## Try it:
Give back every record exactly.
*** Block opens ***
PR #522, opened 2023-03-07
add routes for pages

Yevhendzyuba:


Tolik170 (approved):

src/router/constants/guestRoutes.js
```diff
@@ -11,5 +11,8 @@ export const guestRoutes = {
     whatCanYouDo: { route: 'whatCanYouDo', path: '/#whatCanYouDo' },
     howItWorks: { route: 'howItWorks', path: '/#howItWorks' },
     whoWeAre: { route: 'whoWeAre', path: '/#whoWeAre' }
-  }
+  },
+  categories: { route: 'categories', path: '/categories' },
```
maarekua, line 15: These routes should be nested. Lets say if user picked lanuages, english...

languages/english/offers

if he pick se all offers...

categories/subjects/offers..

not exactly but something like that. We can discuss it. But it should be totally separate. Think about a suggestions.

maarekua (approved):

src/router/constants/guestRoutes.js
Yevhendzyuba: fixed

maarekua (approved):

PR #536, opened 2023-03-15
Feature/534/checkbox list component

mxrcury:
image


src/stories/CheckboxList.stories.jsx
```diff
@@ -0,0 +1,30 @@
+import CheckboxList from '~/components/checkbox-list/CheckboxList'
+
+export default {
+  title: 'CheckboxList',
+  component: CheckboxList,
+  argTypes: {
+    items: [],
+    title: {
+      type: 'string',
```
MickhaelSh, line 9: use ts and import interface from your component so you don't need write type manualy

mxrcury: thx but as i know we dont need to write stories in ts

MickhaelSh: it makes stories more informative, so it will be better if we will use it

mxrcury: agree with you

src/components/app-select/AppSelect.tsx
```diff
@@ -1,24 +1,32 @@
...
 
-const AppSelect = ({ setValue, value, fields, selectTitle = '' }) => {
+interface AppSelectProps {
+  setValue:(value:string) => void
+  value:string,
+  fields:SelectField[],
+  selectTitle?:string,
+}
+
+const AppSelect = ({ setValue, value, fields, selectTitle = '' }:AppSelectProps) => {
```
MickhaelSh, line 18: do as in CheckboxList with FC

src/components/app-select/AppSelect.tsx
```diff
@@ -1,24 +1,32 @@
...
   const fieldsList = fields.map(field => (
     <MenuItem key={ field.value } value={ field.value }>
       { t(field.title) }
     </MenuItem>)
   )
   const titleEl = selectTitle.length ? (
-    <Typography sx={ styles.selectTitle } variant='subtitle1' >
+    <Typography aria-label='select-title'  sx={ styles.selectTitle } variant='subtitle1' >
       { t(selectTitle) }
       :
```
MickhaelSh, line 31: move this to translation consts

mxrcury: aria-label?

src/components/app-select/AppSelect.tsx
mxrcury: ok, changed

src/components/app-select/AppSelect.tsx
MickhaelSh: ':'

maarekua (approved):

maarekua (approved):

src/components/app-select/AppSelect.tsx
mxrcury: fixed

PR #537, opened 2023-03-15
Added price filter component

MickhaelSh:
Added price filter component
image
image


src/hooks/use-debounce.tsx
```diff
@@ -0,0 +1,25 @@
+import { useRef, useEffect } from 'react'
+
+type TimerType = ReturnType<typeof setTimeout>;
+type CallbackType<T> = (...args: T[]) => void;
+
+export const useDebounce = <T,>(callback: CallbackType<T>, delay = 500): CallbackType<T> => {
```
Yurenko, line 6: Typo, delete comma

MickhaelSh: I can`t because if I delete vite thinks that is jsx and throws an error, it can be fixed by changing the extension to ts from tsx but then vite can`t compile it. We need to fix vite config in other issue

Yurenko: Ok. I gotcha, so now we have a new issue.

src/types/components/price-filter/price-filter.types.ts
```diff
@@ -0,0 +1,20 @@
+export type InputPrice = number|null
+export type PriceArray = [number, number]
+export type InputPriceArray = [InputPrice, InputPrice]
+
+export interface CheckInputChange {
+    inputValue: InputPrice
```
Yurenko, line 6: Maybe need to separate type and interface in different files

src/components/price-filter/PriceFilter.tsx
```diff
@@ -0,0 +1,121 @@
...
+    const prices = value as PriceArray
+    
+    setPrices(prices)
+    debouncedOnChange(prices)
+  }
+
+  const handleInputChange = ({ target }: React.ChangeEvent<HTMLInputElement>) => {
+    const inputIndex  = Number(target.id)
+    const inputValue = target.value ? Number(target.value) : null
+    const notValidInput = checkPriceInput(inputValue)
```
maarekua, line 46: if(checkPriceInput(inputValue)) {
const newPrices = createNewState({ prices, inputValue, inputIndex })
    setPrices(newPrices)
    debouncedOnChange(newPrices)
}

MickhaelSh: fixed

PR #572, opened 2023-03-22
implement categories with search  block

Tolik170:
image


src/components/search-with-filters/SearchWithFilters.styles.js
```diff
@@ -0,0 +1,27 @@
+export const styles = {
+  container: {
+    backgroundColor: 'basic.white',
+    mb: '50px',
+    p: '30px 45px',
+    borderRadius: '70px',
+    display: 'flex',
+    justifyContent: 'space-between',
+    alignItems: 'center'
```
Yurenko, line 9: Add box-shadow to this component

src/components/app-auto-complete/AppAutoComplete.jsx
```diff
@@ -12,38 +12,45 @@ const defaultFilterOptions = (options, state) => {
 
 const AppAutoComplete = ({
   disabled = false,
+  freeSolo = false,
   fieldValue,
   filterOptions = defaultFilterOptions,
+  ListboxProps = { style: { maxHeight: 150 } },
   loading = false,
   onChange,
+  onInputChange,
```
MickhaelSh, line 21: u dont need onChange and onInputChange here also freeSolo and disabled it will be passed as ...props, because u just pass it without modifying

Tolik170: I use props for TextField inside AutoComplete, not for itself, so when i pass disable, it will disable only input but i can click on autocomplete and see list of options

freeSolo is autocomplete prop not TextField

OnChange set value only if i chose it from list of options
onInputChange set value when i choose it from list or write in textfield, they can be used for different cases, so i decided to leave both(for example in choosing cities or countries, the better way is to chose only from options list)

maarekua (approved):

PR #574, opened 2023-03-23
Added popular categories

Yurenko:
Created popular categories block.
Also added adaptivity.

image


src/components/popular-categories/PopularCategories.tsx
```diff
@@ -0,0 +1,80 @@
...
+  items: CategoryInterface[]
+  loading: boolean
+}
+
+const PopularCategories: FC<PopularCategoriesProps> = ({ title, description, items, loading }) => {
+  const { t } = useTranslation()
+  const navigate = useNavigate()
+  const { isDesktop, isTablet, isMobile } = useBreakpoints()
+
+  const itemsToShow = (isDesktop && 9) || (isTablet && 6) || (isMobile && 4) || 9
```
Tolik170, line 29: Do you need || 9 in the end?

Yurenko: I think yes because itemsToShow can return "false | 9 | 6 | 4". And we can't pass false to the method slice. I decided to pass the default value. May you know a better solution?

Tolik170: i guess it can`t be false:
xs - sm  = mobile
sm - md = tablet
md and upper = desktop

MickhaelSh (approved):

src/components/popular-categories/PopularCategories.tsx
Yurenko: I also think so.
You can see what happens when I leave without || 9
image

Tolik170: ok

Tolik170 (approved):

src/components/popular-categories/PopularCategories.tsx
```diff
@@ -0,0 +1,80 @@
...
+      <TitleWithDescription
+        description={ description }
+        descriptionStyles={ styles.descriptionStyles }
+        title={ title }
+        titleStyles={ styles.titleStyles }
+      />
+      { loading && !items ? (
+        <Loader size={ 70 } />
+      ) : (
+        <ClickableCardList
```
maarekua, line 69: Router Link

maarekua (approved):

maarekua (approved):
*** Block closes ***
## Solution to the problem:
PR #522, opened 2023-03-07
add routes for pages

Yevhendzyuba:


Tolik170 (approved):

src/router/constants/guestRoutes.js
```diff
@@ -11,5 +11,8 @@ export const guestRoutes = {
     whatCanYouDo: { route: 'whatCanYouDo', path: '/#whatCanYouDo' },
     howItWorks: { route: 'howItWorks', path: '/#howItWorks' },
     whoWeAre: { route: 'whoWeAre', path: '/#whoWeAre' }
-  }
+  },
+  categories: { route: 'categories', path: '/categories' },
```
maarekua, line 15: These routes should be nested. Lets say if user picked lanuages, english...

languages/english/offers

if he pick se all offers...

categories/subjects/offers..

not exactly but something like that. We can discuss it. But it should be totally separate. Think about a suggestions.

maarekua (approved):

src/router/constants/guestRoutes.js
Yevhendzyuba: fixed

maarekua (approved):

PR #536, opened 2023-03-15
Feature/534/checkbox list component

mxrcury:
image


src/stories/CheckboxList.stories.jsx
```diff
@@ -0,0 +1,30 @@
+import CheckboxList from '~/components/checkbox-list/CheckboxList'
+
+export default {
+  title: 'CheckboxList',
+  component: CheckboxList,
+  argTypes: {
+    items: [],
+    title: {
+      type: 'string',
```
MickhaelSh, line 9: use ts and import interface from your component so you don't need write type manualy

mxrcury: thx but as i know we dont need to write stories in ts

MickhaelSh: it makes stories more informative, so it will be better if we will use it

mxrcury: agree with you

src/components/app-select/AppSelect.tsx
```diff
@@ -1,24 +1,32 @@
...
 
-const AppSelect = ({ setValue, value, fields, selectTitle = '' }) => {
+interface AppSelectProps {
+  setValue:(value:string) => void
+  value:string,
+  fields:SelectField[],
+  selectTitle?:string,
+}
+
+const AppSelect = ({ setValue, value, fields, selectTitle = '' }:AppSelectProps) => {
```
MickhaelSh, line 18: do as in CheckboxList with FC

src/components/app-select/AppSelect.tsx
```diff
@@ -1,24 +1,32 @@
...
   const fieldsList = fields.map(field => (
     <MenuItem key={ field.value } value={ field.value }>
       { t(field.title) }
     </MenuItem>)
   )
   const titleEl = selectTitle.length ? (
-    <Typography sx={ styles.selectTitle } variant='subtitle1' >
+    <Typography aria-label='select-title'  sx={ styles.selectTitle } variant='subtitle1' >
       { t(selectTitle) }
       :
```
MickhaelSh, line 31: move this to translation consts

mxrcury: aria-label?

src/components/app-select/AppSelect.tsx
mxrcury: ok, changed

src/components/app-select/AppSelect.tsx
MickhaelSh: ':'

maarekua (approved):

maarekua (approved):

src/components/app-select/AppSelect.tsx
mxrcury: fixed

PR #537, opened 2023-03-15
Added price filter component

MickhaelSh:
Added price filter component
image
image


src/hooks/use-debounce.tsx
```diff
@@ -0,0 +1,25 @@
+import { useRef, useEffect } from 'react'
+
+type TimerType = ReturnType<typeof setTimeout>;
+type CallbackType<T> = (...args: T[]) => void;
+
+export const useDebounce = <T,>(callback: CallbackType<T>, delay = 500): CallbackType<T> => {
```
Yurenko, line 6: Typo, delete comma

MickhaelSh: I can`t because if I delete vite thinks that is jsx and throws an error, it can be fixed by changing the extension to ts from tsx but then vite can`t compile it. We need to fix vite config in other issue

Yurenko: Ok. I gotcha, so now we have a new issue.

src/types/components/price-filter/price-filter.types.ts
```diff
@@ -0,0 +1,20 @@
+export type InputPrice = number|null
+export type PriceArray = [number, number]
+export type InputPriceArray = [InputPrice, InputPrice]
+
+export interface CheckInputChange {
+    inputValue: InputPrice
```
Yurenko, line 6: Maybe need to separate type and interface in different files

src/components/price-filter/PriceFilter.tsx
```diff
@@ -0,0 +1,121 @@
...
+    const prices = value as PriceArray
+    
+    setPrices(prices)
+    debouncedOnChange(prices)
+  }
+
+  const handleInputChange = ({ target }: React.ChangeEvent<HTMLInputElement>) => {
+    const inputIndex  = Number(target.id)
+    const inputValue = target.value ? Number(target.value) : null
+    const notValidInput = checkPriceInput(inputValue)
```
maarekua, line 46: if(checkPriceInput(inputValue)) {
const newPrices = createNewState({ prices, inputValue, inputIndex })
    setPrices(newPrices)
    debouncedOnChange(newPrices)
}

MickhaelSh: fixed

PR #572, opened 2023-03-22
implement categories with search  block

Tolik170:
image


src/components/search-with-filters/SearchWithFilters.styles.js
```diff
@@ -0,0 +1,27 @@
+export const styles = {
+  container: {
+    backgroundColor: 'basic.white',
+    mb: '50px',
+    p: '30px 45px',
+    borderRadius: '70px',
+    display: 'flex',
+    justifyContent: 'space-between',
+    alignItems: 'center'
```
Yurenko, line 9: Add box-shadow to this component

src/components/app-auto-complete/AppAutoComplete.jsx
```diff
@@ -12,38 +12,45 @@ const defaultFilterOptions = (options, state) => {
 
 const AppAutoComplete = ({
   disabled = false,
+  freeSolo = false,
   fieldValue,
   filterOptions = defaultFilterOptions,
+  ListboxProps = { style: { maxHeight: 150 } },
   loading = false,
   onChange,
+  onInputChange,
```
MickhaelSh, line 21: u dont need onChange and onInputChange here also freeSolo and disabled it will be passed as ...props, because u just pass it without modifying

Tolik170: I use props for TextField inside AutoComplete, not for itself, so when i pass disable, it will disable only input but i can click on autocomplete and see list of options

freeSolo is autocomplete prop not TextField

OnChange set value only if i chose it from list of options
onInputChange set value when i choose it from list or write in textfield, they can be used for different cases, so i decided to leave both(for example in choosing cities or countries, the better way is to chose only from options list)

maarekua (approved):

PR #574, opened 2023-03-23
Added popular categories

Yurenko:
Created popular categories block.
Also added adaptivity.

image


src/components/popular-categories/PopularCategories.tsx
```diff
@@ -0,0 +1,80 @@
...
+  items: CategoryInterface[]
+  loading: boolean
+}
+
+const PopularCategories: FC<PopularCategoriesProps> = ({ title, description, items, loading }) => {
+  const { t } = useTranslation()
+  const navigate = useNavigate()
+  const { isDesktop, isTablet, isMobile } = useBreakpoints()
+
+  const itemsToShow = (isDesktop && 9) || (isTablet && 6) || (isMobile && 4) || 9
```
Tolik170, line 29: Do you need || 9 in the end?

Yurenko: I think yes because itemsToShow can return "false | 9 | 6 | 4". And we can't pass false to the method slice. I decided to pass the default value. May you know a better solution?

Tolik170: i guess it can`t be false:
xs - sm  = mobile
sm - md = tablet
md and upper = desktop

MickhaelSh (approved):

src/components/popular-categories/PopularCategories.tsx
Yurenko: I also think so.
You can see what happens when I leave without || 9
image

Tolik170: ok

Tolik170 (approved):

src/components/popular-categories/PopularCategories.tsx
```diff
@@ -0,0 +1,80 @@
...
+      <TitleWithDescription
+        description={ description }
+        descriptionStyles={ styles.descriptionStyles }
+        title={ title }
+        titleStyles={ styles.titleStyles }
+      />
+      { loading && !items ? (
+        <Loader size={ 70 } />
+      ) : (
+        <ClickableCardList
```
maarekua, line 69: Router Link

maarekua (approved):

maarekua (approved):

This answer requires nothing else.